Samsung, Google Cross-License Patent Portfolios

from pcmag

Apple Convertible Patent


The noise you just heard was the sound of a group of Apple executives – and the lawyers they've hired – hitting their heads into a desk. To phrase it another way, the enemy of my not-really-enemy-but-it-can-be-tense-sometimes friend is also my… enemy?
However you want to slice it, Google and Samsung announced today that they have signed off on a cross-licensing deal that should cover the companies' existing patents as well as patents produced by either across the next decade.
As for what, specifically, that entails — surely a few categories are off-limits, right? — we don't quite know, for neither company has been keen to address any details beyond that simple announcement. That includes whatever price tags are attached to the arrangement as well.
According to a Samsung press release, the move will allow both companies to tap into "each other's industry-leading patent portfolios" for future research and development of both hardware and the technologies that go into them.
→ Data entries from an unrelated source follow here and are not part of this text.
PR #10573, opened 2025-06-05
feat: Support `import.meta.filename/dirname/resolve`

magic-akari:
## Summary

- Closes: #8008 

## Checklist

- [x] Tests updated (or not required).
- [ ] Documentation updated (or not required).

PR #12255, opened 2025-11-20
chore: add `import_meta_property_in_destructuring` parser hook

LingyuCoder:
## Summary

As discussed in https://github.com/web-infra-dev/rspack/pull/10573, to support the parsing of `import.meta.filename/dirname` in the `NodeStuffPlugin`, interop with the `ImportMetaPlugin` is required.

Since webpack's parser plugins are implemented in the compiler plugins, compilation hooks can be added on the compiler plugin. However, rspack's parser plugins are implemented in javascript parser, and also the compilation id cannot be obtained inside. It needs to be passed in step by step from the outside. Moreover, the processing of the parser and the execution of hooks are synchronous, but on rspack's Rust side, only asynchronous hooks are retained, and synchronous hooks are only privately implemented inside the parser hook.

Therefore, a hook is added to the parser hook for interop between the `ImportMetaPlugin` and the `NodeStuffPlugin`, and the name is changed to `import_meta_property_in_desctructuring` to indicate that it is a plugin interop hook. 

## Checklist

### DIFF
--- a/crates/rspack_plugin_javascript/src/parser_plugin/node_stuff_plugin.rs
+++ b/crates/rspack_plugin_javascript/src/parser_plugin/node_stuff_plugin.rs
@@ -213,8 +213,8 @@ impl JavascriptParserPlugin for NodeStuffPlugin {
 
   fn import_meta_property_in_destructuring(
     &self,
-    _: &mut JavascriptParser,
-    __: &DestructuringAssignmentProperty,
+    _parser: &mut JavascriptParser,
+    _property: &DestructuringAssignmentProperty,
   ) -> Option<String> {
     // TODO: implement import.meta.filename/dirname in destructuring
     None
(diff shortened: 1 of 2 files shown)


LingyuCoder:
Can this PR meet your needs? @magic-akari

magic-akari:
Yes, this PR meets my needs! I've rebased onto this branch and implemented the feature for `import.meta.filename/dirname` destructuring support. The `import_meta_property_in_destructuring` hook works well. I've implemented the `NodeStuffPlugin` side to handle the following pattern:

```JavaScript
const { dirname, filename } = import.meta;
```

The implementation respects both `node.filename`/`node.dirname` options and the `importMeta` parser option. All the different modes (False, Mock, WarnMock, True, EvalOnly, NodeModule) are handled correctly. I also added `FxIndexSet` to preserve the property order in destructuring assignments.

PR #12262, opened 2025-11-21
fix: not try to add integrity to tags with remote url

LingyuCoder:
## Summary

fix https://github.com/web-infra-dev/rspack/issues/12251

## Checklist

- [ ] Tests updated (or not required).
- [ ] Documentation updated (or not required).

PR #12265, opened 2025-11-21
fix: should match protocol-relative url of public path and tag src in SRI plugin

LingyuCoder:
## Summary

Support protocol-relative url when match public path and tag src. Both the public path and tag src can be protocol-relative url. If they are matched, the SRI integrity hash should be found and add to the tag.

_Originally posted by @nanianlisao in https://github.com/web-infra-dev/rspack/issues/12262#issuecomment-3562108748_
            

## Checklist


tests/rspack-test/configCases/sri/remote-src-protocol/rspack.config.js
LingyuCoder, line 1: Check this test case. Does this meet your requirements? @nanianlisao

nanianlisao: nice

hardfist (approved):

PR #12266, opened 2025-11-21
fix(javascript): prevent import.meta.url replacement in web target

MIreland:
## Description
This PR fixes an issue where `import.meta.url` was unconditionally replaced by the local file path during the build, causing `file:///` URLs to appear in web builds.

## Fix
Modified `ImportMetaPlugin` to check if the target environment supports `document`. If it does (web target), `import.meta.url` is preserved in the output.

## Verification
Added a new test case `tests/rspack-test/configCases/parsing/import-meta-url-web` which asserts that `import.meta.url` is not replaced by a `file://` URL when targeting web.

### DIFF
--- a/crates/rspack_plugin_javascript/src/parser_plugin/import_meta_plugin.rs
+++ b/crates/rspack_plugin_javascript/src/parser_plugin/import_meta_plugin.rs
@@ -79,11 +79,15 @@ impl JavascriptParserPlugin for ImportMetaPlugin {
     if for_name == expr_name::IMPORT_META_VERSION {
       Some(eval::evaluate_to_number(5_f64, start, end))
     } else if for_name == expr_name::IMPORT_META_URL {
-      Some(eval::evaluate_to_string(
-        self.import_meta_url(parser),
-        start,
-        end,
-      ))
+      if parser.compiler_options.output.environment.supports_document() {
+        None
+      } else {
+        Some(eval::evaluate_to_string(
+          self.import_meta_url(parser),
+          start,
+          end,
+        ))
+      }
     } else {
       None
     }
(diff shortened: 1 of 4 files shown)


crates/rspack_plugin_javascript/src/parser_plugin/import_meta_plugin.rs
```diff
@@ -79,11 +79,15 @@ impl JavascriptParserPlugin for ImportMetaPlugin {
     if for_name == expr_name::IMPORT_META_VERSION {
       Some(eval::evaluate_to_number(5_f64, start, end))
     } else if for_name == expr_name::IMPORT_META_URL {
-      Some(eval::evaluate_to_string(
-        self.import_meta_url(parser),
-        start,
-        end,
-      ))
+      if parser.compiler_options.output.environment.supports_document() {
```
chenjiahan: The script must be an ES module to use `import.meta.url`. We could not use `supports_document()` to determine this.

MIreland: Pushed an update

intellild:
Thanks. This would be a breaking change. Users may expect the original file path while preserve `import.meta.url` results in chunk serve url at runtime. A fine granted control is needed.
You can use `DefinePlugin` to workaround.

See the playground for detail 

https://playground.rspack.rs/#eyJyc3BhY2tWZXJzaW9uIjoiMi4xLjAtcmMuMCIsImlucHV0RmlsZXMiOlt7ImZpbGVuYW1lIjoicnNwYWNrLmNvbmZpZy5qcyIsInRleHQiOiJpbXBvcnQgKiBhcyByc3BhY2sgZnJvbSBcIkByc3BhY2svY29yZVwiXG5cbmV4cG9ydCBkZWZhdWx0IHtcbiAgbW9kZTogXCJkZXZlbG9wbWVudFwiLFxuICBkZXZ0b29sOiBmYWxzZSxcblx0ZW50cnk6IHtcblx0XHRtYWluOiBcIi4vaW5kZXguanNcIlxuXHR9LFxuICBvdXRwdXQ6IHtcbiAgICBtb2R1bGU6IHRydWUsXG4gIH0sXG4gIHBsdWdpbnM6IFtcbiAgICBuZXcgcnNwYWNrLkRlZmluZVBsdWdpbih7XG4gICAgICAnaW1wb3J0Lm1ldGEudXJsJzogSlNPTi5zdHJpbmdpZnkoJycpLFxuICAgICAgXCJfX2ltcG9ydF9tZXRhX19cIjogJ2ltcG9ydC5tZXRhJ1xuICAgIH0pXG4gIF0sXG59OyJ9LHsiZmlsZW5hbWUiOiJpbmRleC5qcyIsInRleHQiOiJjb25zb2xlLmxvZygnaW1wb3J0Lm1ldGEudXJsJywgaW1wb3J0Lm1ldGEudXJsKTtcblxuY29uc3QgeyB1cmwgfSA9IF9faW1wb3J0X21ldGFfXztcblxuY29uc29sZS5sb2coJ21ldGEnLCB1cmwpO1xuIn0seyJmaWxlbmFtZSI6ImxpYi5qcyIsInRleHQiOiJleHBvcnQgZGVmYXVsdCBcImxpYlwiOyJ9XX0=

"We're pleased to enter into a cross-license with our partner Samsung," said Allen Lo, deputy general counsel for patents at Google, in a statement "By working together on agreements like this, companies can reduce the potential for litigation and focus instead on innovation."
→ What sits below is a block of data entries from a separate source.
Issue #275, opened 2022-06-16
Improve Estuary pinning service to meet compliance


en0ma:
https://www.notion.so/pl-strflt/202206-Pinning-Service-Compliance-Checker-Initial-Release-b9cdb7ddaa85401e84771fb6957f53bf

en0ma:
@corinne-antonia I am currently working on this

corinne-antonia:
@en0ma Ok great! Thank you

SgtPooki:
Can I use this repo to open any future compliance check failures? w.r.t https://github.com/ipfs-shipyard/pinning-service-compliance/issues/125 ?

alvin-reyes:
> Can I use this repo to open any future compliance check failures? w.r.t [ipfs-shipyard/pinning-service-compliance#125](https://github.com/ipfs-shipyard/pinning-service-compliance/issues/125) ?

Yes of course.

PR #290, opened 2022-06-23
Refactor/improve pinning service for compliance

en0ma:
This PR does a refactor of the pinning implementation to make sure it is compliant with the pinning [spec](https://www.notion.so/pl-strflt/202206-Pinning-Service-Compliance-Checker-Initial-Release-b9cdb7ddaa85401e84771fb6957f53bf) 

NB: I have done the manual testing as well using the compliance audit [tool](https://github.com/ipfs-shipyard/pinning-service-compliance)

closes https://github.com/application-research/estuary/issues/275

### DIFF
--- a/pinning.go
+++ b/pinning.go
@@ -83,7 +83,7 @@ func (cm *ContentManager) pinDelegatesForContent(cont Content) []string {
 		}
 
 		if ai == nil {
-			log.Warnf("no address info for shuttle %s: %s", cont.Location, err)
+			log.Warnf("no address info for shuttle: %s", cont.Location)
 			return nil
 		}
 
@@ -107,7 +107,6 @@ func (s *Server) doPinning(ctx context.Context, op *pinner.PinningOperation, cb 
 
 	bserv := blockservice.New(s.Node.Blockstore, s.Node.Bitswap)
 	dserv := merkledag.NewDAGService(bserv)
-
 	dsess := merkledag.NewSession(ctx, dserv)
 
 	if err := s.CM.addDatabaseTrackingToContent(ctx, op.ContId, dsess, op.Obj, cb); err != nil {
@@ -133,7 +132,6 @@ func (s *Server) doPinning(ctx context.Context, op *pinner.PinningOperation, cb 
 	if err := s.Node.Provider.Provide(op.Obj); err != nil {
 		log.Warnf("providing failed: %s", err)
 	}
-
 	return nil
 }
 
@@ -161,7 +159,6 @@ func (cm *ContentManager) refreshPinQueue() error {
 			}
 		}
 	}
-
 	return nil
 }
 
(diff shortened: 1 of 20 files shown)


jlogelin:
This is awesome. Maybe not for this PR, but do you think it would be possible to include an adhoc Pinning Service Compliance check that we could put into the pipeline?

en0ma:
> This is awesome. Maybe not for this PR, but do you think it would be possible to include an adhoc Pinning Service Compliance check that we could put into the pipeline?

If we are to implement this, It would require cloning the compliance [repo](https://github.com/ipfs-shipyard/pinning-service-compliance) and running the audit against a running estuary server on the pipeline.

Also, the compliance team intends to add a pipeline where, as they improve the requirements and checks, it runs against pinning services prod API and notifies (creates an issue) on the service repo.

pinning.go
```diff
@@ -656,8 +672,8 @@ func (s *Server) handleAddPin(e echo.Context, u *User) error {
 
 	if s.CM.contentAddingDisabled || u.StorageDisabled {
 		return &util.HttpError{
-			Code:    http.StatusBadRequest,
-			Message: util.ERR_CONTENT_ADDING_DISABLED,
+			Code:   http.StatusBadRequest,
+			Reason: util.ERR_CONTENT_ADDING_DISABLED,
```
alvin-reyes, line 676: I'm not sure if we need to change the `Message` field. We can add both `Message` and `Reason`.

pinning.go
```diff
@@ -152,52 +170,65 @@ func (cm *ContentManager) refreshPinQueue() error {
 	// anyways
 	makeDeal := true
 	for _, c := range toPin {
+		var origins []*peer.AddrInfo
+		// when refreshing pinning queue, use content origins if available
+		if c.Origins != "" {
+			_ = json.Unmarshal([]byte(c.Origins), &origins)
```
alvin-reyes, line 176: Handle here
```
if err := json.Unmarshal([]byte(c.Origins), &origins)); err != nil {
        log.Warnf("Content origins is invalid: %s", err)
}
```

en0ma: No need to handle or log the error - it is not actionable, using the origin here is a nice to have. I have added a comment to state why we don't need to

pinning.go
en0ma: Actually, `Reason` is better for the internal error code in `util.XXXXXX_XXXX`. The `Message` field has been replaced with the `details` field - with has more message context. I just updated the error to add details.

alvin-reyes (approved):
LGTM

SgtPooki:
> This is awesome. Maybe not for this PR, but do you think it would be possible to include an adhoc Pinning Service Compliance check that we could put into the pipeline?

This is a great feature request. I opened https://github.com/ipfs-shipyard/pinning-service-compliance/issues/140 to track it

The move is expected to give both companies a bit more legal ammunition in the unsightly world of patent lawsuits. For Samsung, that mainly concerns the company's current sparring with Apple in a variety of courts across a variety of countries — including a second round of litigation in the United States District Court for the Northern District of California scheduled to start March 31 of this year.
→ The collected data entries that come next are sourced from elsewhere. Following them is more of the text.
PR #294, opened 2022-06-28
fix: always close request body

en0ma:
Make sure to close the request body before and after content size check


alvin-reyes (approved):
LGTM.

PR #298, opened 2022-06-28
chore: fix the username taken validation

alvin-reyes:
Fix to validate the user pointer AND the actual username upon registration

# Verification

## Test data. Only 3 users available on my DB.
image

## Add new user
Add `alvinreyes2`
image

Added `alvinreyes2` successfully with the invite code
image

Tried adding `alvinreyes2` again
image

### DIFF
--- a/handlers.go
+++ b/handlers.go
@@ -2880,7 +2880,7 @@ func (s *Server) handleRegisterUser(c echo.Context) error {
 		}
 	}
 
-	if exist != nil {
+	if exist != nil && strings.ToLower(exist.Username) == username {
 		return &util.HttpError{
 			Code:   http.StatusBadRequest,
 			Reason: util.ERR_USERNAME_TAKEN,
--- a/replication.go
+++ b/replication.go
@@ -1588,6 +1588,10 @@ func (cm *ContentManager) checkDeal(ctx context.Context, d *contentDeal) (int, e
 		return DEAL_CHECK_PROGRESS, nil
 	}
 
+	if provds == nil {
+		return DEAL_CHECK_UNKNOWN, fmt.Errorf("failed to lookup provider deal state")
+	}
+
 	if provds.State == storagemarket.StorageDealError {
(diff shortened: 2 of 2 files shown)


jlogelin:
It looks like shuttle-4 is down [causing the tests to fail](https://github.com/application-research/estuary/runs/7103989459?check_suite_focus=true#step:8:16)

handlers.go
```diff
@@ -2880,7 +2880,7 @@ func (s *Server) handleRegisterUser(c echo.Context) error {
 		}
 	}
 
-	if exist != nil {
+	if exist != nil && strings.ToLower(exist.Username) == username {
```
en0ma, line 2883: @alvin-reyes why is this necessary?

alvin-reyes: The `exists` here will always be not nil because it's pointer, e.i it will always hold the reference and even if it doesn't get any record, it will initialize a new instance of the same object.

I added a check to validate if the current record `Username` is equivalent to given `username`.

replication.go
```diff
@@ -1605,12 +1609,12 @@ func (cm *ContentManager) checkDeal(ctx context.Context, d *contentDeal) (int, e
...
 	if provds.DealID != 0 {
 		deal, err := cm.Api.StateMarketStorageDeal(ctx, provds.DealID, types.EmptyTSK)
-		if err != nil {
+		if err != nil || deal == nil {
 			return DEAL_CHECK_UNKNOWN, fmt.Errorf("failed to lookup deal on chain: %w", err)
 		}
 
 		pcr, err := cm.lookupPieceCommRecord(content.Cid.CID)
-		if err != nil {
+		if err != nil || pcr == nil {
```
alvin-reyes, line 1617: I added the check to `pcr` here cause the `lookupPieceCommRecord` can return `nil` pcr record which will cause the dereferencing exception.

handlers.go
en0ma: Oh shit, I see 😞

en0ma (approved):

PR #302, opened 2022-06-29
revert car upload content size validation

en0ma:
I suspect the change to validate the car body is not closing the resource properly and I have to really look into it. Lets revert it for now.


alvin-reyes (approved):
LGTM. We'll revisit this later.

While it's unclear just how, if at all, Samsung might benefit from the new licensing, the move comes in advance of both companies' CEOs anticipated mid-February mediation meeting. It's hoped (though quite unlikely) that both parties will find a way to settle their differences in advance of the scheduled courtroom visit the following month.
If all this patent nonsense sounds a bit like two warring sides bolstering their armies, you'd be correct. Samsung currently enjoys similar licensing deals with Microsoft and Nokia, and it's likely that Google will go after similar licensing arrangements with other Android handset manufacturers. Apple, on the other hand, has worked out a licensing arrangement with HTC and Microsoft as well, in addition to a licensing arrangement earlier this year that allows the company to tap into older Palm patents.
"This agreement with Google is highly significant for the technology industry," said Dr. Seungho Ahn, of Samsung's Intellectual Property Center, in a statement. "Samsung and Google are showing the rest of the industry that there is more to gain from cooperating than engaging in unnecessary patent disputes."
Patent disputes that, in California at least, Samsung seems to be losing.